В Кремле беспрестанно толклись люди, боязливо обходили митрополичий двор, часами простаивали у Красного крыльца великокняжеского дворца, ждали, не объявят ли что глашатаи. Обращались иные за разъяснениями к священникам, спрашивали, верить ли слухам, будто вера переменится, и получали суровые ответы: не там, мол, слушай, где куры кудахчут, а там слушай, где Богу молятся. Но за суровостью и даже известной грубостью, с какой отвечали простые батюшки своим прихожанам, тревога была и растерянность, а пуще того, печаль. И лучше не нашли, как, не спросив ничьего благословения, затворили двери храмов и перестали службы править. И никто у настоятелей не спрашивал: что это, мол, у вас творится, то есть, наоборот — не творится ничего? Все как вымерли. Юродивые и нищие сидели на пустых папертях, как птицы нахохленные, и помалкивали. Перестали просить, перестали обличать, перестали предсказывать. Небо унылым серым пологом придавило Москву. Колокола молчали. Грачи прилетели из тёплых краёв, но не строились, не хлопотали, как обычно, у старых гнёзд, а торчали на ветках, будто тоже что-то ждали, иногда болезненно резко вскрикивая, хворали, что ли, от сырой погоды… Размызганный снег не таял совсем, потому что солнце не показывалось.

Великого князя во дворце не видели — затворился в таибнице и не выходил три дня, кушаний и пития, слугами приносимых, не принимал. К вечеру первых суток пришёл Антоний.
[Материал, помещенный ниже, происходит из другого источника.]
PR #2212, opened 2025-05-26
Np 49166 allow student thesis on publications without files through channel ownership

joachimjorgensen:
Channel ownership should grant student thesis curator update access to degrees even if there are no approved files.

Created a specific and minimal test suite, as the entire Context needs to be refactored. We have some false positives.

### DIFF
--- a/publication-commons/src/test/java/cucumber/permissions/publication/PublicationAccessFeatures.java
+++ b/publication-commons/src/test/java/cucumber/permissions/publication/PublicationAccessFeatures.java
@@ -88,4 +88,9 @@ public class PublicationAccessFeatures {
     public void theUserIsFromTheSameOrganizationAsClaimedPublisher() {
         scenarioContext.setUserOrganization(ORGANIZATION);
     }
+
+    @And("publication has no approved files")
+    public void publicationHasNoApprovedFiles() {
+        scenarioContext.setIsMetadataOnly(true);
+    }
 }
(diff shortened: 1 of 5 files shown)


publication-commons/src/test/resources/features/publication/publication_update_partial.feature
```diff
@@ -78,8 +78,8 @@ Feature: Publication update permissions
       | Degree file curator     | MetadataOnly,Degree,Imported | update         | Allowed     |
       | Everyone else           | MetadataOnly,Degree,Imported | update         | Not Allowed |
       | Related external client | MetadataOnly,Degree,Imported | update         | Allowed     |
-      | Publication owner       | MetadataOnly,Degree          | update         | Not Allowed |
-      | Contributor             | MetadataOnly,Degree          | update         | Not Allowed |
+      | Publication owner       | MetadataOnly,Degree          | update         | Allowed     |
+      | Contributor             | MetadataOnly,Degree          | update         | Allowed     |
```
joachimjorgensen, line 82: False positive due to the publication being set up as an student thesis import.

publication-commons/src/test/java/cucumber/permissions/publication/PublicationAccessFeatures.java
```diff
@@ -88,4 +88,9 @@ public void publisherIsClaimedByOrganization() {
     public void theUserIsFromTheSameOrganizationAsClaimedPublisher() {
         scenarioContext.setUserOrganization(ORGANIZATION);
     }
+
+    @And("publication has no approved files")
+    public void publicationHasNoApprovedFiles() {
+        scenarioContext.setIsMetadataOnly(true);
```
joachimjorgensen, line 94: Should ideally be a context method that adds a non approved file to the associated artifacts list, as this one sets an empty list. But that's a bigger refactoring.

ketilaa (approved):

PR #2214, opened 2025-05-28
persisting recovery message when publication channel not found under expansion

truhacevkir:
- Moving RecoveryEntry to commons
- Persisting RecoveryEntry when fetching publication channel under expansion return 404 (still expanding whole resource and sending forward)
- Adding test case for redirects


truhacevkir:
This will make it possible to find publications with publication channels that does not resolve and update them.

— Допустишь ли до себя? — спросил из-за двери.

Дверь отворилась.

Антоний был поражён, как переменился князь, как осунулся и почернел лицом. В таибнице было не топлено, Василий Васильевич сидел в тулупчике, сгорбившись, засунув руки в рукава. В ярком свете свечей виден был пар от дыхания. Антоний взял со стола кресало, молча разжёг печь. Молодой огонь заиграл в щепе, не грея, а только веселя своим видом, жёлтый и прозрачный. Долго сидели и глядели, как он зреет от подкладываемых поленьев, становится тёмно-алым и синим.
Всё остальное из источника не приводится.